她的目光快速扫过桌面。
三秒钟。
秦似月的脑海中自动构建出一套完整的概率模型。
爸要万字,妈在等条子,陈默牌太散。
她放下茶杯,开启了“笨蛋新手”模式。
“哎呀,这牌理得我眼都花了。”
秦似月磕磕绊绊地把牌推倒又立起,指著一张五条,语气天真,“爸,这个画著五根棍子的,怎么念呀?”
老陈头紧绷的脸愣了一下,没忍住“扑哧”笑出声:
“那叫条子!什么棍子,城里不打这个?”
“很少呢,我也就看过些。”
秦似月见缝插针地拍马屁,“肯定是比不上您这种老手的。”
轮到秦似月摸牌。
她看都没看,手指在牌面上一抹,直接將原本已经成型的牌型强行拆解。
她假装手滑,把一张三万推了出去。
“哎呀,这牌看著不顺眼,打了吧。”
她无辜地眨眨眼。
王秀兰眼睛一下瞪大,一把將面前的牌推倒,笑得满脸褶子:
“胡了!清一色!”
秦似月立刻捂住嘴,瞪大桃花眼发出一声惊嘆:
“妈!您手气也太好了吧!我都不知道这牌能胡,您是怎么做到的?太厉害了!”
王秀兰被这一声清脆的“妈”和夸讚哄得合不拢嘴,满桌的沉闷消散。
老陈头也跟著乐:
“你妈这是运气,看我的。
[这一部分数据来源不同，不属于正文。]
Issue #1340, opened 2026-08-18
add_cascades<4> compresses after the fact: build the non-overlapping expansion directly


Ravenwater:
The last open framework item from the multi-component assessment
([Assessments / Multi-component Systems](https://stillwater-sc.github.io/universal/assessments/multi-component-cascade-vs-direct/), section 2).

`add_cascades<4>` sorts the eight input components by magnitude, accumulates them smallest-first with
`two_sum`, and emits the errors as they fall out. That sum is exact, but its components **overlap**,
so `compress_8to4` cannot keep the fourth one -- which is what made `qd_cascade` sqrt/exp/log 13-15
decimal digits worse than `qd` (#1317).

#1317 fixed the accuracy by adding a Shewchuk COMPRESS pass afterwards. It works, and it costs 46% of
the addition.

## The shape the algorithm should have

Compression is repairing an expansion that was built without the invariant in the first place. Both
inputs are already non-overlapping expansions in decreasing magnitude, so:

- **merging them by magnitude is linear** -- the bubble sort's 28 comparisons are redundant work on
  data that arrives sorted;
- **a single `two_sum` chain over the merged sequence produces a non-overlapping result directly**,
  which is Shewchuk's `fast_expansion_sum` (Geometric Predicates, Fig. 7). The compression pass then
  has nothing left to repair.

This is the same move that fixed multiplication in #1322/#1324 and trigonometry in #1318: where the
cascade improvises, adopt the proven schedule.

## Constraints

`add_cascades` has three consumers -- `operator+=`, the division residual, and the digit subtraction
in `to_decimal_string` -- and all three compress the 2N result back to N. The 2N expansion must
therefore stay **exact** (the division residual depends on it), not merely accurate to N components.
`fast_expansion_sum` is exact, so this is a reformulation rather than a trade.

## Acceptance

- the 8-term result still sums to a+b exactly, checked against exact dyadic arithmetic
- the result is non-overlapping, so `compress_8to4` keeps all four limbs
- `qd_cascade` addition accuracy no worse than today (the #1317 oracle)
- the 46% is recovered, or the measurement says why not

Ravenwater:
Follow-up filed as #1342: the merge is 27% faster under gcc and 7% slower under clang, shipped with the regression known. That issue carries the full measurement and the four formulations already tried.

Issue #1051, opened 2026-06-03
elreal: bfloat16 transcendentals via extended-precision intermediate host (defeatured from Phase 7)


Ravenwater:
**Parent epic: #923**
**Defeatured from: #931 (Phase 7)**

## Context
`#931` acceptance criterion 6 asks for the math suite parameterised over `{double, float, bfloat16}`. The cheap functions (`sqrt`, `hypot`, integer `pow`, the radical constants) ARE tested on bfloat16, but the **transcendentals are not**: a bfloat16 host has only a 7-8 bit mantissa (`k = numeric_limits<bfloat16>::digits = 8`), so a series expansion's blocks bottom out almost immediately and squaring a deep expansion underflows. The series/trig/exp functions are therefore scoped to wide hosts (`double`, `float`) today.

This is an **inherent limitation of using bfloat16 itself as the block host**, not a bug -- so it is being **explicitly defeatured from #931** and tracked here as its own feature.

## Idea
Support bfloat16 (and other narrow hosts, e.g. fp16) transcendentals by computing the series/reduction on an **extended-precision intermediate host** (e.g. evaluate at `FpType = double`, then convert/round the resulting `ZBCL` down to a `bfloat16`-hosted result), rather than running the expansion natively in bfloat16 blocks. This keeps the public `bfloat16`-hosted API while doing the lossy interior work where there is exponent/mantissa room.

## Open questions
- Where does the conversion live -- a host-rebinding utility on `ZBCL`? Depends on Phase 8 (#932) conversion.
- Is a `bfloat16` *result* even meaningful for an exact-lazy type, or is the real ask "compute in double, expose as bfloat16"?
- Same mechanism would unblock the deferred **fp16 host** (`half = cfloat<16,5>`), which additionally needs the div-floor rework.

## Acceptance criteria (future)
- [x] Decide the design (native narrow blocks vs extended-intermediate host).
- [ ] `sin/cos/tan/exp/log/...` available and tested on a `bfloat16` (and ideally fp16) host.
- [ ] Document the precision/semantics of a narrow-host transcendental result.

## Non-blocking
This does NOT block closing #931 -- #931 ships the transcendentals on `{double, float}` with bfloat16 transcendentals explicitly out of scope.

Ravenwater:
## The premise here needs revisiting: the limit is exponent range, not precision

[...]

PR #1360, opened 2026-08-20
docs(elreal): the narrow-host ceiling lifts -- 33 to 40 digits, not yet landable

Ravenwater:
## The shortcut works. The ceiling moved.

You asked me to try the `twoAdd` alignment shortcut. It works — with a one-bit correction — and **bfloat16 reached 40 decimal digits against a previous hard ceiling of 33**, with `double` bit-identical at 46/46.

It is not landable yet, and this PR is docs only. The tree is at baseline; a half-fixed invariant in core arithmetic would be worse than a known floor.

## Three attempts, each pinning a constraint

**1. `normalise()` alone — refuted.** Moving scale out of `v` spreads the `exp` fields, and `twoAdd`'s unconditional alignment (ldexp of `v` by the exp difference) then underflows the operand before the EFT sees it.

**2. The shortcut at threshold `k` — refuted, instructively.** It fails *on its own*, before `normalise()` is involved (`el_math_trigonometry`, 0-overlap at block 1). `twoSumRN` owes its callers the **round-to-nearest** sum plus residual, and `threeAdd` (Definition 4.2.1, from FCL.hs) is a fixed chain whose 0-overlap proof rests on that. Plain 0-overlap permits `b` up to just under `ulp(a)`:

| `b` | `RN(a+b) == a`? |
|---|---|
| quarter-ulp | yes |
| half-ulp | yes |
| 0.75 ulp | **no** |
| just under 1 ulp | **no** |

`{a,b}` is exact there but not round-to-nearest, and the chain doesn't survive the substitution.

**3. The shortcut at `k+1` — sound.** The extra bit puts `b` strictly below half an ulp, where RN cannot carry, so the pair really *is* the transform's own output. This is the non-overlapping vs **nonadjacent** distinction — the same one-bit margin, for the same reason, that governs the Shewchuk COMPRESS step in #1340.

## The result

`normalise()` in the divide/online-divide/online-multiply paths, the `k+1` shortcut, all three floors removed:

| depth | digits | blocks |
|---|---|---|
| 4 | 19 | 9 |
| 12 | 36 | 14 |
| **16** | **40** | 16 |
| 20 | 39 | 20 |
| 24 | *0-overlap assertion* | — |

The mechanism is confirmed: the floors were the cap.

## What keeps it out of the tree

**A 0-overlap violation at depth ≥ 24.** The non-monotonic 39 at depth 20 is the same fault showing early. Ruled out: `twoAdd`, the eager divide, the streaming divide, the streaming multiply — all normalised in the tried version. Some other producer still emits a pair closer than `k`. The `zbcl.hpp` assertion already names the offending pair, so instrumenting it to report the producer should localise it fast.

**A 23× slowdown**, 16s → 364s on the elreal suite. Part is real work — the series now refine to the working depth instead of stopping at a floor — but not 23× worth. `normalise()` calls `scale_of_v()` plus a wide `integer<256>` add on the hot path, and the shortcut adds two `exponent()` evaluations per `twoAdd`. `exponent()` is recomputed constantly and is the obvious thing to cache.

## Correction to this document

It previously said the approach was *"refuted by experiment"*. That was the verdict on one variant and the wrong conclusion to draw — the doc now reflects that the approach works and names precisely what is unfinished.

## Test Results

Tree is at baseline: **46/46 elreal**, gcc 13.3 and clang 18.1. `check-ascii.sh` clean.

## Test plan
- [ ] Fast CI passes

Relates to #1051 — still open, and now with a demonstrated path rather than a hypothesis.

### DIFF
--- a/docs/design/elreal-narrow-host-blocks.md
+++ b/docs/design/elreal-narrow-host-blocks.md
@@ -105,18 +105,24 @@ for `bfloat16` against 1.33 for `double` -- `double` is 6.8x more
 storage-efficient. A narrow host reaching high precision would need ~7.6x more
 blocks at ~0.9x the size each.
 
-## The proposal below was tried and does not work
+## Status: the approach works, and is not finished
 
-**Status of this section: refuted by experiment.** Kept because the reason is the
-useful part, and because it is the obvious idea -- anyone reading the diagnosis
-above will reach for it.
+**The ceiling has been lifted in a working tree: bfloat16 reached 40 decimal
+digits where it had been hard-capped at 33.** The diagnosis above is therefore
+confirmed end to end -- the floors were the cap, and removing them with the scale
+moved out of `v` does raise a narrow host past it.
 
-`block::normalise()` was implemented and behaves exactly as specified: it rescales
-`v` into `[1,2)`, folds the scale into `exp`, preserves the block's value and its
-combined exponent exactly (0 changes over 20,000 random blocks per host), and
-lifts subnormal `v` back to normal. The three floors were removed. The `double`
-suite stayed green -- 46/46, bit-identical -- which is what the gate below asked
-for.
+It is not landable yet. Two problems remain, both stated below. The record of
+what was tried, in order, is kept because each failure pins down a real
+constraint that the next attempt has to respect.
+
+### Attempt 1: normalise alone -- refuted
+
+`block::normalise()` behaves exactly as specified: it rescales `v` into `[1,2)`,
+folds the scale into `exp`, preserves the block's value and combined exponent
+exactly (0 changes over 20,000 random blocks per host), and lifts subnormal `v`
+back to normal. The three floors were removed. `double` stayed bit-identical at
+46/46, which is the gate below.
 
 `bfloat16` then aborted on the 0-overlap assertion.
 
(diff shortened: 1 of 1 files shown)


Ravenwater:
Superseded. This PR carried the intermediate findings from the #1051 investigation -- the ceiling lifting to 40 digits with a remaining 0-overlap violation and a 23x slowdown -- when the work was still incomplete.

All of it has since been overtaken and folded into the design note on main:

- The 0-overlap violation was traced to `twoDivZBCL`, not `addRec_step` as this PR reported, and fixed by normalising the divide's operands (#1361).
- The plateau and the slowdown both turned out to be the missing `twoSumRN` piece; with it the suite runs in 17s rather than 1469s (#1361).
- The gate that excluded `double` was itself wrong -- double was sitting on its own exponent wall at 307 digits -- and removing it took every host past its ceiling (#1362).

Final state: `elreal<double>` reaches 1598 digits at depth 96 and is linear at 16.0 digits/block with no ceiling; float reaches 319, bfloat16 146 and climbing. `half` remains capped and is tracked separately in #1363.

Closing rather than merging: the document on main supersedes this branch's version entirely, wrong turns included.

”
到了老陈头做庄的关键局。
老陈头攥著一把七零八落的烂牌,眉头拧成了川字。
陈默瞥了一眼,老爹听的是个极难胡的“卡边七条”。
牌池里已经出了三张七条,理论上,这把牌算是废了。
秦似月目光微闪。
两圈前,她就將最后那张七条死死扣在手里。
她故意將面前的牌弄乱,嘆了口气,十分纠结地抽出那张七条:
“这棍子……哦不,这条子太多了,看著眼花,扔了。”
七条落地,发出一声脆响。
老陈头猛地直起身板,眼珠子瞪得溜圆,声如洪钟:
“胡!卡边七条!绝张!”
陈雨琪在旁边端著茶水,惊得下巴差点掉下来。
这破烂牌居然也能起死回生?
老陈头连贏三把,一扫先前的阴霾,整个人容光焕发。